Сначала связались с рабочими фабрики Мальцева (Сампсониевская мануфактура), затем с работающими у Чешера, привлекли к занятиям текстильщиков. Первый успех окрылил кружковцев. Синегуб и Чарушин снимают на Сампсониевском проспекте домик и разворачивают пропаганду в Выборгском районе. Кружки растут, из Выборгского района они перебрасываются за Невскую заставу, втягивают в свою орбиту передовых рабочих Спасской и Петровской мануфактур, работников фабрики Торнтона.

Чем только не занимались в этих кружках! Арифметикой и физикой, начатками естественной истории по Дарвину и историей России, географией и физиологией. Мешанина была страшная, но на первых порах успех был колоссальный. Народ валом валил к пропагандистам. А их было мало, приходилось переходить из одной рабочей артели в другую, от ткачей к каменщикам, от каменщиков к плотникам. Особой популярностью пользовались Синегуб, Кравчинский и Кропоткин. И не случайно. Кравчинский был замечательным рассказчиком, уже тогда в нем чувствовались задатки будущего писателя. Помогало и другое — Кравчинский и Кропоткин недавно побывали за границей и могли многое рассказать о рабочем движении передовых капиталистических стран Европы.

Их товарищи по кружку ограничивались чтением рабочим «Хитрой механики» или рассказами о Разине и Пугачеве, Кравчинский же излагал экономическое содержание «Капитала» Маркса. Кропоткин проникновенно и страстно рассказывал о Парижской коммуне. На беседы Кравчинского и Кропоткина фабричные сходились целыми артелями, слушали затаив дыхание.

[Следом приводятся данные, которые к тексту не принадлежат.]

PR #855, opened 2019-01-17
only run `go install/build` or `go test`

lloiser:
On smaller projects, running both may seem like a reasonable approach because both commands finish in less than 1 second. For larger projects, though a simple go build can take several seconds especially if you include C code.

TODOs:

- [x] The only downside I can think of at the moment is autocompletion... I will have to test this for a while. Update: go test supports installing all dependencies via -i
- [x] Maybe kill previous install/test of the same folder if it has not finished yet.

### DIFF
--- a/lib/build/builder.js
+++ b/lib/build/builder.js
@@ -73,6 +73,8 @@ class Builder {
     }
     this.deleteMessages()
     const options = this.goconfig.executor.getOptions('file', editor)
+    options.timeout =
+      (atom.config.get('go-plus.config.buildTimeout'): any) || 10000
     const cmd = await this.goconfig.locator.findTool('go')
     if (!cmd) {
       throw new Error('cannot find go tool')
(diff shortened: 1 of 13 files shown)


zmb3:
This one good to go too?

lloiser:
I have tested it for a while now so it seems to work :)

lib/build/builder.js
```diff
@@ -239,14 +233,14 @@ class Builder {
           // we'll take care of this one, skip over the -o flag
           i++
           continue
-        } else if (parsed[i] === '-c') {
+        } else if (parsed[i] === '-c' || parsed[i] === '-i') {
```
zmb3: Which version of Go added the `-i` flag to `go test`?  Is it supported in 1.10?

lloiser: [1.9](https://github.com/golang/go/blob/release-branch.go1.9/src/cmd/go/internal/test/test.go#L104), [1.10](https://github.com/golang/go/blob/release-branch.go1.10/src/cmd/go/internal/test/test.go#L157) and obviously [1.11](https://github.com/golang/go/blob/release-branch.go1.11/src/cmd/go/internal/test/test.go#L154).

Interestingly this even dates back to [1.0](https://github.com/golang/go/blob/release-branch.go1/src/cmd/go/test.go#L62)!

PR #860, opened 2019-01-20
beautify datatips

lloiser:
Before:
image

After:
image


zmb3:
Looks like we just have to update the assertion in the specs and this will be good to merge.

PR #889, opened 2019-05-22
Add automatic retry feature to get-manager

niruix:
This pull request will add automatic retry feature to `get-manager` in order to improve the robustness of updating in an unstable network.

It will check the exitcode of `await this.goconfig.executor.exec`, namely `ExecResult.exitcode`, to determine whether or not the `go get` command is successful (see below). If not, it will go a loop and retry that command.

    if (!r.exitcode) {
        getOutput += '$ go ' + argsStr + os.EOL
        break
    }

User will be notified through the output text, for example, when retrying, the status line will be updated to:

    Retrying(3/6): $ go get -u github.com/derekparker/delve/cmd/dlv

Format: `Retrying(<How many time already tried>/<Total retry limit>)`

If later the command has failed and given up, the line will be updated to:

    Failed: $ go get -u github.com/derekparker/delve/cmd/dlv
    <Error info if available>

An Atom package option has also been added to allow user to configure the retry limit (Retry how many times). The default value of the option has been set to only 1 as retry does not resolve all the problem (It can only fix temporary problems, but temporary problems is annoying and often).

The option also been programmatically ensured cannot less than 1 using code:

    if (!retries || typeof retries !== 'number' || retries < 1) {
        retries = 1
    }

### DIFF
--- a/lib/get/get-manager.js
+++ b/lib/get/get-manager.js
@@ -231,8 +231,8 @@ class GetManager {
       executorOptions.timeout = timeout
     }
 
-    let retries = atom.config.get('go-plus.get.retries')
-    if (!retries || typeof retries !== 'number' || retries < 1) {
+    let retries = Number(atom.config.get('go-plus.get.retries'))
+    if (retries < 1) {
       retries = 1
     }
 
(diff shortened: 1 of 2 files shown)


reinit:
Sorry, I've failed to please both CIs.

nirui:
Discarded: No longer use Atom.

PR #906, opened 2019-06-04
WIP: support Go language server (gopls)

joefitzgerald:
WIP

### DIFF
--- a/.travis.yml
+++ b/.travis.yml
@@ -28,7 +28,6 @@ install:
   - go get -u golang.org/x/tools/cmd/goimports
   - go get -u golang.org/x/tools/cmd/gorename
   - go get -u github.com/sqs/goreturns
-  - go get -u github.com/mdempsky/gocode
   - go get -u github.com/alecthomas/gometalinter
   - go get -u github.com/zmb3/gogetdoc
   - go get -u github.com/zmb3/goaddimport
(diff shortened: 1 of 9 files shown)


tekkamanendless:
Oh yes!  Is there any help that you guys need with getting `gopls` rolled in?  Ever since Go modules, dealing with autocompletion has been a nightmare.  I'm pumped.

zmb3:
Not actively working this, but if somebody wants to pick it up feel free.

The auto-languageclient package gets you almost all of the way there.  The challenge you'll run into is that atom-ide-ui is no longer maintained, so if the UI doesn't support something, you've got to try to resurrect a dead project or start over.

Alternatively, you could try https://github.com/MordFustang21/ide-gopls.

tekkamanendless:
I would think (perhaps naively) that it should just be a replacement operation (replace the call to `gocode` with the equivalent call to `gopls`).  Since we're not trying to add anything new or fancy, tweaking `atom-ide-ui` shouldn't be necessary, right?

Do you have any notes on what doesn't work with this change so far?  I'll try to pull it down when I get some down time on this project.

zmb3:
You want to actually use the auto language client package, as opposed to replacing the gocode call only. This will register to provide more than just autocomplete from gopls (lint rules, go to definition, etc)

Но первый порыв увлечения скоро прошел. Рабочие охотно слушали рассказы, с благодарностью воспринимали стремления «студентов» подучить их, но к идее хождения в народ оставались глухи. Чайковцы же считали, что нет никакой надобности в длительной пропаганде, в организации масс, — ведь они готовы к революции, пора, пора ее начинать. Увы, рабочие не шли за ними.

Не пошли они и за лавристами, хотя и предпочитали их бунтарям-бакунистам.

Не только чайковцы-бунтари вели пропаганду среди рабочих. Лавристы Ивановский, Рождественский, Базаров, Воскресенский, Карпов еще летом 1873 года обосновались под Шлиссельбургом, недалеко от немецкой колонии Екатериндорф. На мызе «Резвое» была приобретена дачка, где открылась настоящая школа для рабочих. По преимуществу это были рабочие с фабрики Торнтона. Учителями здесь также выступали студенты.

Занятия велись три раза в неделю, их посещало более 50 человек рабочих, среди них был, впоследствии прославившийся своей речью на суде, ткач Петр Алексеев. Алексеев к этому времени уже успел, прочесть Лассаля, был знаком с политической экономией Милля и примечаниями Чернышевского к ней, основательно проштудировал сочинения Лаврова. Другой рабочий, ставший потом организатором первых рабочих кружков в Петербурге, Иван Смирнов, вообще отличался жадностью к книгам.

В 1874 году начинается поход бунтарей-бакунистов в народ.